Why Twitter Stock Is Lagging Its Tech Rivals

Twitter Inc. (NASDAQ: TWTR) reported earnings last week, and the market has been less than enthusiastic about the results. The stock is down almost 20% with analysts lukewarm about the numbers and guidance from the company.

Twitter stock is one of the few social media and tech stocks that is struggling recently. You notice this more easily when comparing Twitter to other social media companies like Facebook Inc. (NASDAQ: FB) having a monster year.

Facebook popped 7% after its 2021 earnings report.

However, remember that Mr. Market likes to exaggerate these kinds of differences.

Here is why Twitter stock is really lagging behind Big Tech - and what to expect from the stock later in the year.

Insider Info on Twitter Stock

If you want to know how a company is really doing, it's best to get it straight from the horse's mouth.

CFO Ned Sega said during an interview that he expects earnings to grow at a single-digit pace for the rest of the year. Sega also suggested that the weakest quarter would be Q2, with revenue flat compared to Q1.

The ongoing hiring binge would lead to an increase in compensation costs of as much as 25% in 2020.

Analysts have compared the report to blowout quarters from other social media companies so far this year. Twitter has not gotten the advertising growth and increase in users that Facebook Inc. (NADSAQ: FB) and other Big Tech platforms have seen in 2021.

The report was not horrific by any stretch of the imagination. Revenue had increased by 21% year over year, and ad revenue was up 32%. While that was above the consensus estimate, management's guidance for the rest of the year scared off investors.

The market is currently paying for roses and sunshine, not weak growth.

Twitter shares are down because, like most social media stocks, the shares were priced for perfection before the earnings report. When your stock is trading at 50 times what analysts are hoping you will make next year and 14 times sales, you do not have the luxury of reporting anything less than perfection.

At that valuation, beating the analyst's estimates for profits and revenue growth is the minimum expectation. Investors and traders buying in at that price expect to hear upbeat forecasts and increasing guidance. Anything short of perfection will lead to aggressive selling, and that is what happened to Twitter last week.

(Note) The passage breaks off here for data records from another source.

Issue #3148, opened 2018-11-29
Segment Store: Lazy Segment Create and Delete in Tier2


andreipaduroiu:
**Problem description**
See #3075 for context. This is Part 1.

**Problem location**
StreamSegmentContainer.

**Suggestions for an improvement**
We need to:
- Define `MetadataStore` with these APIs
    - createSegment: creates a new Segment. This will not be directly created (as before), rather it will be an entry in the Metadata Store. Additional components may need to be updated to support this.
    - deleteSegment: deletes an existing Segment.
    - getSegmentInfo: gets Segment information for an existing segment.
    - getOrAssignId: gets the Segment Id or assigns a new one for an existing segment.
    - updateSegmentInfo: updates Segment information for an existing segment.
- Refactor `StreamSegmentMapper` and `SegmentStateStore` into `StorageMetadataStore` (name TBD)
- Update `ReadIndex` to not issue Tier 2 reads for empty segments (Metadata.getStorageLength() == 0). This may already be implemented, but we need to check.
- Update `StorageWriter` to create the segment upon the first write if not already created. Update all other operations to handle such situations, as well as reconciliation.
- Add a `DeleteSegmentOperation` that, when processed by the Writer, will delete the segment. This will also update the Metadata as well.

PR #3834, opened 2019-05-24
Issue 3832: (SegmentStore) Lazily creating the Attribute Index only on the first write.

### LINKED ISSUE #3832: Segment Attribute Index should lazily create Tier 2 Segment
**Problem description**
`ContainerAttributeIndex.forSegment` calls `SegmentAttributeBTreeIndex.initialize()` which automatically creates the Tier 2 segment file upon the first request. This includes read-only access, which can create random Tier 2 access patterns and slow down incoming requests.

**Problem location**
`SegmentAttributeBTreeIndex.java`.

Lazily create the attribute segment upon the first write.

andreipaduroiu:
**Change log description**  
- The Segment Attribute Index is now created only when writing to it for the first time.

**Purpose of the change**  
Fixes #3832.

**What the code does**  
- #3148 ensured that all segments are created in Tier 2 only when we transfer the first byte to them, however that did not address Attribute Segments (which reside only in Tier 2 and cannot be accessed from the outside). Furthermore, these were created even if we did not intend to write anything to them (when we want to get the value of an attribute, for example), which significantly increased the latency of certain external operations that relied on attributes (file creates (some cases) and setting up appends for new segments).
- The `SegmentAttributeBTreeIndex` has been modified in a similar fashion to `SegmentAggregator` to only create the sub-segment in Tier 2 when we execute the first write. Any reads or getInfo's will treat inexistent segments as a zero-length segment, and sealing an inexistent attribute segment will have no effect (it will not create it just for the sake of sealing an empty file).

**How to verify it**  
New unit tests added, existing unit test(s) updated.
All unit tests and system tests must pass.

### DIFF
--- a/segmentstore/server/src/main/java/io/pravega/segmentstore/server/attributes/SegmentAttributeBTreeIndex.java
+++ b/segmentstore/server/src/main/java/io/pravega/segmentstore/server/attributes/SegmentAttributeBTreeIndex.java
@@ -26,6 +26,7 @@ import io.pravega.common.util.btree.PageEntry;
 import io.pravega.segmentstore.contracts.Attributes;
 import io.pravega.segmentstore.contracts.BadOffsetException;
 import io.pravega.segmentstore.contracts.SegmentProperties;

The report was not bad. It just wasn't perfect.

But is that enough reason to buy Twitter stock on a dip?

You'll find varying opinions on this. Here is what we think.

Should You Buy Twitter Stock on the Dip?

One of the bright spots for Twitter is the success of its audio product, Spaces. Since Spaces was rolled out recently to any Twitter user with more than 600 followers, downloads of its largest competitor, Clubhouse, have declined substantially.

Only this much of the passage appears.